On the wall of my boat I’m writing verse-documents, recited to the comrades of my grave, the elaborations of a poet, a poet of anno Domini 1943, searching for inspiration in the grim chronicle of his days.

I should have read these verses to people who believed in survival. Together with others I should still glance through this little tome like the diary of a nightmarish period that we managed to survive, memories from the bottom of hell . . . the companions on my journey have passed away, and the verses became, in the lapse of one hour, verses that I read to the dead. 

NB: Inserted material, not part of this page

PR #31732, opened 2026-06-23
TYP: Fix incorrect dtype inference of ``asarray([])``

jorenham:
There's a regression in 2.5.0 that caused `np.asarray([])`  to be inferred as a `bool` dtype, rather than `float64`. The fix is to move the relevant `float64` overloads before the `bool` ones (1d and 2d cases).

It’s high time I organized my papers.

Four days ago, I built a stupid shelter with a whole system of strings, closed by primitive clasps and curtains. Four days on this piece of space without an exit, holding out against the raging storm, haunted by the ghosts of the most beautiful death that a drunk SS man could dream up.

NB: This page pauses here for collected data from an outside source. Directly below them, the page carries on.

PR #31739, opened 2026-06-24
BUG: fix ma.innerproduct for object-dtype inputs

### LINKED ISSUE #31736: BUG: `np.ma.innerproduct` throws error with object arrays
### Describe the issue:

On the behavior observed in the examples below,` np.ma.innerproduct` appears to mishandle object-dtype arrays. For the same inputs, `np.inner` returns the a scalar result, while `np.ma.innerproduct` raises an internal `AttributeError`.

Similar to #31019, I report it separately from #31735 because it affects a different API and fails with an exception. 

```python
import numpy as np
a = np.array([1,2,3], dtype=object)
b = np.array([0,1,0], dtype=object)

np.inner(a, b)           # -> 2
np.ma.innerproduct(a, b) # -> AttributeError
```

### Error message:

```shell
AttributeError: 'int' object has no attribute 'view'
```

2.6.0.dev0+git20260623.4357ad1

### Runtime Environment:

_No response_

Before reporting it, we reviewed the code, documentation and checked the latest development version of Numpy to confirm this observation.

Respirayson:
### PR summary

fix `np.ma.innerproduct` for object-dtype arrays.

previously, calling `np.ma.innerproduct` on object-dtype arrays could raise an `AttributeError ('int' object has no attribute 'view')` even though the equivalent `np.inner` call completed successfully and returned the expected scalar result.

update to correctly handle object-dtype scalar results and add a regression test

fixed #31736 

hi! im rayson, a quant developer who uses np regularly for data analysis, research, and personal projects.

im interested in contributing to open source software and was looking for issues that would be a good fit for a first contribution. I came across this bug, investigated the root cause, and worked on a fix together with a regression test.

#### AI Disclosure

No AI

### DIFF
--- a/numpy/ma/core.py
+++ b/numpy/ma/core.py
@@ -8343,7 +8343,10 @@ def inner(a, b):
         fa = fa.reshape((1,))
     if fb.ndim == 0:
         fb = fb.reshape((1,))
-    return np.inner(fa, fb).view(MaskedArray)
+    d = np.inner(fa, fb)
+    if np.ndim(d) == 0:
+        d = np.asarray(d)
+    return d.view(MaskedArray)
 
 
 inner.__doc__ = doc_note(np.inner.__doc__,
--- a/numpy/ma/core.py
+++ b/numpy/ma/core.py
@@ -1126,7 +1126,7 @@ class _MaskedBinaryOperation(_MaskedUFunc):
             tr = self.f.reduce(t, axis, dtype=dtype)
             mr = umath.logical_and.reduce(m, axis)
         
-        if np.ndim(tr) == 0:
+        if not isinstance(tr, (np.ndarray, np.generic)):
             tr = np.asarray(tr)
 
         if not tr.shape:
@@ -5179,7 +5179,7 @@ class MaskedArray(ndarray):
         if m is nomask:
             result = super().trace(offset=offset, axis1=axis1, axis2=axis2,
                                    out=out)
-            if np.ndim(result) == 0:
+            if not isinstance(result, (np.ndarray, np.generic)):
                 result = np.asarray(result)
             return result.astype(dtype)
         else:
@@ -5974,7 +5974,7 @@ class MaskedArray(ndarray):
             result = self.filled(fill_value).min(
                 axis=axis, out=out, **kwargs
             )
-            if np.ndim(result) == 0:
+            if not isinstance(result, (np.ndarray, np.generic)):
                 result = np.asarray(result)
             result = result.view(type(self))
             if result.ndim:
@@ -6083,7 +6083,7 @@ class MaskedArray(ndarray):
             result = self.filled(fill_value).max(
                 axis=axis, out=out, **kwargs
             )
-            if np.ndim(result) == 0:
+            if not isinstance(result, (np.ndarray, np.generic)):
                 result = np.asarray(result)
             result = result.view(type(self))
             if result.ndim:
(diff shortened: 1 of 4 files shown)


numpy/ma/core.py
```diff
@@ -8321,7 +8321,10 @@ def inner(a, b):
         fa = fa.reshape((1,))
     if fb.ndim == 0:
         fb = fb.reshape((1,))
-    return np.inner(fa, fb).view(MaskedArray)
+    d = np.inner(fa, fb)
+    if np.ndim(d) == 0:
+        d = np.asarray(d)
```
ngoldbaum, line 8361: Do we have special cases like this elsewhere in `np.ma` for object dtype? Or do we have the same bug in other functions?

In the course of four days the penultimate wave of my readers has departed. All of them have passed, those who barely a week ago shared my evenings and listened to the strange adventures of Mayer Mlińczyk[3] on the island of Schultz’s[4] block, the listeners of my literary evenings “At the Broommaker’s” have all departed—my closest colleagues, neighbors, friends, discussion partners, often the unwilling co-creators of what this book will contain.  

Carried away in a packed wagon was poor, frozen Fania R., who threw the word “merde”[5] at me for good luck every time I left for a performance and knew stories about Curie-Skłodowska[6] and Professor Roux.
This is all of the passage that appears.